- _YOUR ASSIGNMENT_
Find every line in the records that holds the string "later". Copy each one.

Saved data entries

-.-.-

PR #2470, opened 2019-12-10
Improve notification query performance by reducing db calls

roschaefer:
## 🍰 Pullrequest
We had plenty of database calls for our notification query. That could very well be the source of our recent performance issues in the backend.

### DIFF
--- a/backend/src/schema/resolvers/reports.js
+++ b/backend/src/schema/resolvers/reports.js
@@ -1,3 +1,5 @@
+import log from './helpers/databaseLogger'
+
 const transformReturnType = record => {
   return {
     ...record.get('report').properties,
@@ -16,8 +18,7 @@ export default {
       const { driver, user } = context
       const session = driver.session()
       const reportWriteTxResultPromise = session.writeTransaction(async txc => {
-        const reportTransactionResponse = await txc.run(
-          `
+        const cypher = `
             MATCH (submitter:User {id: $submitterId})
             MATCH (resource {id: $resourceId})
             WHERE resource:User OR resource:Post OR resource:Comment
@@ -27,15 +28,16 @@ export default {
             CREATE (report)<-[filed:FILED {createdAt: $createdAt, reasonCategory: $reasonCategory, reasonDescription: $reasonDescription}]-(submitter)
 
             RETURN report, resource, labels(resource)[0] AS type
-          `,
-          {
-            resourceId,
-            submitterId: user.id,
-            createdAt: new Date().toISOString(),
-            reasonCategory,
-            reasonDescription,
-          },
-        )
+          `
+        const params = {
+          resourceId,
+          submitterId: user.id,
+          createdAt: new Date().toISOString(),
+          reasonCategory,
+          reasonDescription,
+        }
+        const reportTransactionResponse = await txc.run(cypher, params)
+        log(reportTransactionResponse)
         return reportTransactionResponse.records.map(transformReturnType)
       })
       try {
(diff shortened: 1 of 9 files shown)


backend/src/schema/resolvers/reports.js
```diff
@@ -153,14 +155,14 @@ export default {
...
-          { id },
-        )
+        const cypher = `
+          MATCH (resource)<-[:BELONGS_TO]-(report:Report {id: $id})<-[review:REVIEWED]-(moderator:User)
+          RETURN moderator, review
+          ORDER BY report.updatedAt DESC, review.updatedAt DESC
+        `
+        const params = { id }
+        const allReportsTransactionResponse = await tx.run(cypher, params)
+        log(allReportsTransactionResponse)
```
mattwr18: same question as your other `PR` @roschaefer 
why so much refactoring just to add `log`??

roschaefer: I want to see the database calls being made when I set `DEBUG=human-connection:neo4j:*`. So I implemented this helper function which outputs the cypher statement and/or the database call statistics, the counters. We should always call the `log` method from now on when we implement database calls.

mattwr18: that part, I get... I don't understand how why that needed so much refactoring
I have refactored it and pushed it up.
Would this somehow not work with the code you added... 
It would be nice to know how to use as well
If I run `DEBUG=human-connection:neo4j:* yarn dev` it throws this error
```
No matches for wildcard “DEBUG=human-connection:neo4j:*”. See `help expand`.
env DEBUG=human-connection:neo4j:* yarn dev
```
so I'm assuming the wildcard needs to be replaced by something, but what? Ahh 
it takes either `human-connection:neo4j:cypher` or `human-connection:neo4j:stats`??

roschaefer: On fish shell:
```fish
env DEBUG="human-connection:neo4j:*" yarn run dev
```
if you don't escape the `*` your shell believes it's a file glob pattern.

backend/src/schema/resolvers/reports.js
```diff
@@ -83,35 +82,35 @@ export default {
...
+        )
         log(allReportsTransactionResponse)
         return allReportsTransactionResponse.records.map(record => record.get('report'))
       })
       try {
-        const txResult = await reportReadTxPromise
-        if (!txResult[0]) return null
-        reports = txResult
+        const reports = await reportReadTxPromise
+        if (!reports) return []
```
roschaefer: How could `reports` ever be not an array?

roschaefer: If we run into an error I would prefer HTTP 500

backend/src/schema/resolvers/reports.js
```diff
@@ -120,23 +119,24 @@ export default {
...
           submitter: record.get('submitter').properties,
           filed: record.get('filed').properties,
         }))
       })
       try {
-        const txResult = await readTxPromise
-        if (!txResult[0]) return null
-        filed = txResult.map(reportedRecord => {
+        const filedReports = await readTxPromise
+        if (!filedReports) return []
```
roschaefer: Same, the promise is returning an array why this check?

backend/src/schema/resolvers/reports.js
mattwr18: So, revert it to return null?

backend/src/schema/resolvers/reports.js
mattwr18: copy :spaghetti:

backend/src/schema/resolvers/reports.js
mattwr18: great thanks @roschaefer 
then run a query and it will give me some crazy feedback?

mattwr18: ahhh, ok here are the result of running a `reports` query
```
2019-12-10T16:04:20.346Z human-connection:neo4j:cypher 
            MATCH (report:Report)-[:BELONGS_TO]->(resource)
            WHERE (resource:User OR resource:Post OR resource:Comment)
            
            WITH report, resource,
            [(submitter:User)-[filed:FILED]->(report) |  filed {.*, submitter: properties(submitter)} ] as filed,
            [(moderator:User)-[reviewed:REVIEWED]->(report) |  reviewed {.*, moderator: properties(moderator)} ] as reviewed,
            [(resource)<-[:WROTE]-(author:User) | author {.*} ] as optionalAuthors,
            [(resource)-[:COMMENTS]->(post:Post) | post {.*} ] as optionalCommentedPosts,
            resource {.*, __typename: labels(resource)[0] } as resourceWithType
            WITH report, optionalAuthors, optionalCommentedPosts, reviewed, filed,
            resourceWithType {.*, post: optionalCommentedPosts[0], author: optionalAuthors[0] } as finalResource
            RETURN report {.*, resource: finalResource, filed: filed, reviewed: reviewed }
            ORDER BY report.createdAt DESC
             
          
2019-12-10T16:04:20.348Z human-connection:neo4j:cypher {}
2019-12-10T16:04:20.349Z human-connection:neo4j:stats StatementStatistics { _stats: { nodesCreated: 0, nodesDeleted: 0, relationshipsCreated: 0, relationshipsDeleted: 0, propertiesSet: 0, labelsAdded: 0, labelsRemoved: 0, indexesAdded: 0, indexesRemoved: 0, constraintsAdded: 0, constraintsRemoved: 0 } }
2019-12-10T16:04:20.349Z human-connection:neo4j:stats { resultConsumedAfter: 2, resultAvailableAfter: 56 }
```

PR #2487, opened 2019-12-10
Fix broken scroll behaviour on index and profile page

roschaefer:
I don't know where the bug originates. But it can only be that either
`previousResult` or `fetchMore` result is sometimes undefined. This
should make the function bullet-proof for these situations.

### Issues

- None

### Todo

- [X] None

### DIFF
--- a/webapp/components/utils/UpdateQuery.js
+++ b/webapp/components/utils/UpdateQuery.js
@@ -1,0 +1,17 @@
+import unionBy from 'lodash/unionBy'
+
+export default function UpdateQuery(component, { $state, pageKey }) {
+  if (!pageKey) throw new Error('No key given for the graphql query { data } object')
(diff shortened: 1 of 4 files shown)


mattwr18:
maybe, we should test it out in staging? it certainly doesn't seem to hurt, but maybe you want to have another stab at it?

roschaefer:
@mattwr18 I didn't see your comment. This problem is **not** being solved with this PR. Instead, on my browser, sometimes the scroll would hang. That is the case when you have runtime errors during `onUpdate`.

roschaefer:
The problem of your screenshot is not that scrolling simply stops. Instead, new posts are getting added all the time and since they don't have a height, the scrolling gets triggered all the time. Like many times in short succession.

PR #2513, opened 2019-12-14
fix: editor not visible in server-side-rendering

roschaefer:
This is fixing a bug where sometimes the editor would not get displayed
until you click into the title text fields. This commit also removes
some obscure optimizations.

I'm really annoyed by the cruft that we still carry around until this
very day.

Every single line of untested code, which you left because you thought:
"Well sure this is going to improve performance!" is going to bite you.

### DIFF
--- a/webapp/components/Editor/Editor.vue
+++ b/webapp/components/Editor/Editor.vue
@@ -24,7 +24,6 @@
 import { Editor, EditorContent } from 'tiptap'
 import { History } from 'tiptap-extensions'
 import linkify from 'linkify-it'
-import stringHash from 'string-hash'
 import { replace, build } from 'xregexp/xregexp-all.js'
 
 import * as key from '../../constants/keycodes'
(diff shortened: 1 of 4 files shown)


webapp/components/Editor/Editor.vue
```diff
@@ -107,29 +106,7 @@ export default {
...
-      immediate: true,
-      handler: function(val) {
-        if (!val || !this.editor) {
-          return
-        }
-        this.editor.extensions.options.placeholder.emptyNodeText = val
-      },
-    },
-  },
-  created() {
```
mattwr18: code creep? @roschaefer ... why were these changes made in this context? 
this has the undesired side effect that makes the placeholder text not reactive, but also now instead of just approving and merging, we need to discuss what these changes have anything to do with fixing the server side-rendering bug

mattwr18: sorry, I reverted your changes @roschaefer because I know that you are busy today with your talk, and I'd like to get this bug fix in today's deploy. Normally, I would like to discuss this before making the decision, but under the circumstances, I felt it more important to get the bug fix in....

PR #2539, opened 2019-12-17
Update neode

roschaefer:
## 🍰 Pullrequest

    Update neode

    This fixes some API changes with the update of neode.

See https://github.com/Human-Connection/Human-Connection/pull/1913

This also fixes a bug along the way (wrong model name). And we have to format the validation to send them back to the client.


backend/src/schema/resolvers/registration.js
```diff
@@ -40,7 +40,7 @@ export default {
       `,
         { nonce, email },
       )
-      const emailAddress = await neode.hydrateFirst(result, 'email', neode.model('Email'))
+      const emailAddress = await neode.hydrateFirst(result, 'email', neode.model('EmailAddress'))
       if (!emailAddress) throw new UserInputError('Invalid email or nonce')
```
mattwr18: what would we have to do to remove `neode` from production code?
This is one of the only remaining resolvers which uses it...

roschaefer: The fact that @johnymontana considers using neode in neo4j-graphql-js is making me unsure about if we should try to refactor neode out of our production code.

PR #66, opened 2017-03-07
Fix minion polling

jimmykarily:
Re-enable polling. Also:

- Remove "highstate" column since it is redundant with status column in place
- Use a different icon in status column for every state

### DIFF
--- a/app/assets/javascripts/dashboard.js
+++ b/app/assets/javascripts/dashboard.js
@@ -1,33 +1,95 @@
 MinionPoller = {
-    poll: function() {
-        this.request();
-        return setInterval(this.request, 5000);
-    },
+  poll: function() {
+    this.request();
+    return setInterval(this.request, 5000);
+  },
 
-    request: function() {
-        $.ajax({
-            url: $('#nodes').data('url'),
-            dataType: "json",
-            success: function(data) {
-                var rendered = "";
+  request: function() {
+    $.ajax({
+      url: $('.nodes-container').data('url'),
+      dataType: "json",
+      success: function(data) {
+        var rendered = "";
+        MinionPoller.selectedMaster = $("input[name='roles[master]']:checked").val();
 
-                for (i = 0; i < data.length; i++) {
-                    rendered += MinionPoller.render(data[i]);
-                }
-                $("#nodes").html(rendered);
-            }
-        });
-    },
+        // depending on the url we might have these data:
+        // when monitoring:
+        //  [assigned_minions: [<minion1>,<minion2>,<minion3>], unassigned_minions: []]
+        // when discovering:
+        //   [<minion1>,<minion2>,<minion3>]
+        var minions = data.assigned_minions || data;
 
-    render: function(minion) {
-        return "<div> \
-  <a href=\"/nodes/" + minion.id + "\">" + minion.hostname + "</a>\
-  <dl>\
-    <dt>Created at</dt>\
-    <dd>" + minion.created_at + "</dd>\
-\
-    <dt>Updated at</dt>\
-    <dd>" + minion.updated_at + "</dd>\
-  </dl>"
+        for (i = 0; i < minions.length; i++) {
+          if (MinionPoller.renderMode == "discovery") {
+            rendered += MinionPoller.renderDiscovery(minions[i]);
+          } else {
+            rendered += MinionPoller.render(minions[i]);
+          }
+        }
+        $(".nodes-container tbody").html(rendered);
+      }
+    });
+  },
+
+  render: function(minion) {
+    var statusHtml;
+    var checked;
+    var masterHtml;
+
+    switch(minion.highstate) {
+      case "not_applied":
+        statusHtml = '<i class="fa fa-circle-o text-success fa-2x" aria-hidden="true"></i>';
+        break;
+      case "pending":
+        statusHtml = '\
+          <span class="fa-stack" aria-hidden="true">\
+            <i class="fa fa-circle fa-stack-2x text-success" aria-hidden="true"></i>\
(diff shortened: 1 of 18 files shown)


jimmykarily:
Ruby and Javascript render different views right now. We can either skip Ruby rendering completely and let Javascript render the minions or we can duplicate the view logic in both sides. The first solution has the drawback that if Javascript is disabled (or broken for whatever reason) the user won't see any Minions. The second solution has the drawback of duplication. If we go for the second solution I would like to introduce Decorators ([draper](https://github.com/drapergem/draper) or other) to avoid polluting the view with lots of logic. What do you think? @mssola @MaximilianMeister @ereslibre

ereslibre:
If we are going for a complete JS view framework in the future (react.js, vue.js...) I'd go with the "render on JS" solution for now, because we can reuse the endpoints for live update (return data from the api, nothing view related, just data) with the new implementation. My 2 cents.

app/views/dashboard/_polling.html.erb
```diff
@@ -1,3 +1,5 @@
 <script>
-  MinionPoller.poll();
+  document.addEventListener("DOMContentLoaded", function(event) {
```
santiph: jQuery is available in this project, I'd suggest to use it instead.
Take a look at https://api.jquery.com/ready/

jimmykarily: Yes it is but it is not loaded at this point. There are ways to fix this but I didn't want to introduce any Javascript loading logic or take any decisions now that will have to be changed later. Vanilla Javascript to the rescue...

jimmykarily:
ok went with the Javascript only rendering solution for now.

jimmykarily:
I couldn't find the relevant information in the design or anywhere else so I just used an icon that looked good to me for not_applied highstate. That is the state of a new minion before it is bootstrapped. @santiph should I use something else? Keep in mind, I'm only referring to the Status icon in the screenshot below. I know there are differences between what is shown and the original design but there will be addressed in another PR. 

selection_001

santiph:
@jimmykarily I cannot give you that answer.
Icons to be used are specified in the provided design. Anything else must be clarified with Ken.

mssola:
@jimmykarily let's use these icons for now, and we can fix this later on. I'd like to get this merged asap 😸

jimmykarily:
@mssola this PR was completely broken after merging [this one](https://github.com/kubic-project/velum/pull/65). I'm working to bring this back into shape. I will tell you when I'm done.

jimmykarily:
It should be ok now.

mssola:
That looks much nicer. Thanks 👍

app/assets/javascripts/dashboard.js
```diff
@@ -1,33 +1,83 @@
...
+
+  request: function() {
+    $.ajax({
+      url: $('.nodes-container').data('url'),
+      dataType: "json",
+      success: function(data) {
+        var rendered = "";
+        MinionPoller.selectedMaster = $("input[name='roles[master]']:checked").val();
+
+        minions = data.assigned_minions || data;
```
santiph: Where is `minions` declared?

app/assets/javascripts/dashboard.js
```diff
@@ -1,33 +1,83 @@
...
+        }
+        $(".nodes-container tbody").html(rendered);
+      }
+    });
+  },
+
+  render: function(minion) {
+    switch(minion.highstate) {
+      case "not_applied":
+        statusHtml = '<i class="fa fa-circle-o text-success fa-2x" aria-hidden="true"></i>';
```
santiph: This variable is not declared

app/assets/javascripts/dashboard.js
```diff
@@ -1,33 +1,83 @@
...
+        minions = data.assigned_minions || data;
+
+        for (i = 0; i < minions.length; i++) {
+          if (MinionPoller.renderMode == "discovery") {
+            rendered += MinionPoller.renderDiscovery(minions[i]);
+          } else {
+            rendered += MinionPoller.render(minions[i]);
+          }
+        }
+        $(".nodes-container tbody").html(rendered);
```
santiph: You can avoid rewriting the content of the node with so little checks: For example
https://github.com/kubic-project/velum/blob/97fdf6e13f0f27865f03a307edf94e7138c935b9/app/assets/javascripts/velumMinionPoller.js#L84

app/assets/javascripts/dashboard.js
jimmykarily: Nowhere, I got too used to Coffescript I guess. Fixing.

app/assets/javascripts/dashboard.js
jimmykarily: A node might already exist in the table but with outdated data. At least for the monitoring page this is the case. I wouldn't try to make this script smart enough to handle that case too. At some point we will switch to a framework which will handle all these in a better way.

app/views/setup/_polling.html.slim
```diff
@@ -0,0 +1,4 @@
+= content_for :page_javascript do
+  javascript:
```
jimmykarily: turbolinks make a mess of this. Javascript keeps running in the background and after visiting another page and coming back to this, a new polling loop is started. I suggest we remove turbolinks. I could never make it work in anything other than a demo. @mssola @MaximilianMeister @ereslibre

mssola: We removed turbolinks in portus for other reasons (e.g. nginx couldn't pick it up in a containerized environment). Since we are not using it (and we might move into React or Vue), I'm ok with removing turbolinks.

mssola:
@jimmykarily thanks a lot 👏

PR #69, opened 2017-03-10
Update Dockerfile to also install phantomjs

jimmykarily:
because now we have js test that need it.

### DIFF
--- a/Dockerfile
+++ b/Dockerfile
@@ -1,5 +1,13 @@
 FROM ruby:2.1-onbuild
 
-RUN apt-get update && apt-get install -y nodejs
+RUN apt-get update && apt-get install -y nodejs fontconfig
+
+ARG PHANTOM_JS="phantomjs-2.1.1-linux-x86_64"
+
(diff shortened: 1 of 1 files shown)


jimmykarily:
This grows the image up to 1.058Gb but Debian Jessie (on which the ruby onbuild image is based) doesn't provide a package for phantomjs. I think this is the best way to get it.

jimmykarily:
This grows the image up to 1.058Gb but Debian Jessie (on which the ruby onbuild image is based) doesn't provide a package for phantomjs. I think this is the best way to get it.

Dockerfile
```diff
@@ -1,5 +1,13 @@
 FROM ruby:2.1-onbuild
 
-RUN apt-get update && apt-get install -y nodejs
+RUN apt-get update && apt-get install -y nodejs fontconfig
+
+ARG PHANTOM_JS="phantomjs-2.1.1-linux-x86_64"
+
+RUN curl  https://bitbucket.org/ariya/phantomjs/downloads/$PHANTOM_JS.tar.bz2 -O -L
```
jimmykarily: Link taken from here: http://phantomjs.org/download.html

PR #71, opened 2017-03-10
update Gemfile.lock

MaximilianMeister:
in our tests there was an error:
  Bundler::GemNotFound: Your bundle is locked to i18n (0.8.0), but that
version could not be found in any of the sources listed in your Gemfile

## NOTE
not tested yet


MaximilianMeister:
as we need to prepare on the packaging side this doesn't make sense now

PR #73, opened 2017-03-13
packaging: remove .orig files

MaximilianMeister:
unfortunately there is no option to patch that prevents this
it seems that patch creates an .orig file in some cases even
when it was successful, e.g. when the patch has an offset


jordimassaguerpla:
lgtm

PR #74, opened 2017-03-14
Show message about unassigned minions in monitoring page

jimmykarily:


jimmykarily:
With message:
selection_001

Without message:
selection_002

spec/features/monitoring_feature_spec.rb
```diff
@@ -18,4 +18,22 @@
       expect(page).to have_selector(".nodes-container tbody tr i.fa.fa-refresh")
     end
   end
+
+  # rubocop:disable RSpec/ExampleLength
+  # rubocop:disable RSpec/MultipleExpectations:
```
jimmykarily: I can avoid the many lines and many expectations if I remove the first 2 "expects". In that case the test is prone to false positives. E.g. if the flash message is already there before I create the minion.

mssola: That's fine I'd say

app/assets/javascripts/dashboard.js
```diff
@@ -27,6 +27,16 @@ MinionPoller = {
           }
         }
         $(".nodes-container tbody").html(rendered);
+
+        var unassignedMinions = data.unassigned_minions;
+
+        if (unassignedMinions.length > 0) {
+          $('#unassigned_count').html(unassignedMinions.length + " \
+            <strong>new</strong> nodes are available but have not been added to the cluster yet"
```
mssola: You should handle also the singular case 😉 (1 node vs 1 nodes)

app/views/dashboard/index.html.slim
```diff
@@ -1,7 +1,11 @@
 h1 Simple Monitoring
 .row
   .col-xs-12.discovery-control
-    span #{Minion.count} Nodes found
+    span#unassigned_count
+      - if (unassigned = @unassigned_minions.count) > 0
+        = unassigned
+        strong  new
+        | nodes are available but have not been added to the cluster yet
```
mssola: Same here

app/assets/javascripts/dashboard.js
jimmykarily: It is not that simple: 

- **1** new **node** **is** available but *has* not been...
- **2** new **nodes** **are** available but **have** not been...

I don't think it is worth it. This text will probably be gone soon.

ereslibre: With rails `I18n` it's really simple to do this (with `one` and `other` fields), but we are ignoring `I18n` for now.

PR #75, opened 2017-03-15
Change "nodes" to "workers"

jimmykarily:
"workers" is the term we decided to use for salt minions.


ereslibre:
Hmm, is this right? I thought `nodes` included `master` (`kubernetes-master`) and `worker` (`kubernetes-worker` -- `kubelet`, container runtime...) roles. While `workers` only referred to worker (kubernetes-worker) role.

So, all `workers` are also `nodes`, but not all `nodes` are `workers`. I thought we were going in this direction, but it would be great to clarify.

-.-.-

- _YOUR SOLUTION_
jimmykarily: Yes it is but it is not loaded at this point. There are ways to fix this but I didn't want to introduce any Javascript loading logic or take any decisions now that will have to be changed later. Vanilla Javascript to the rescue...
@jimmykarily let's use these icons for now, and we can fix this later on. I'd like to get this merged asap 😸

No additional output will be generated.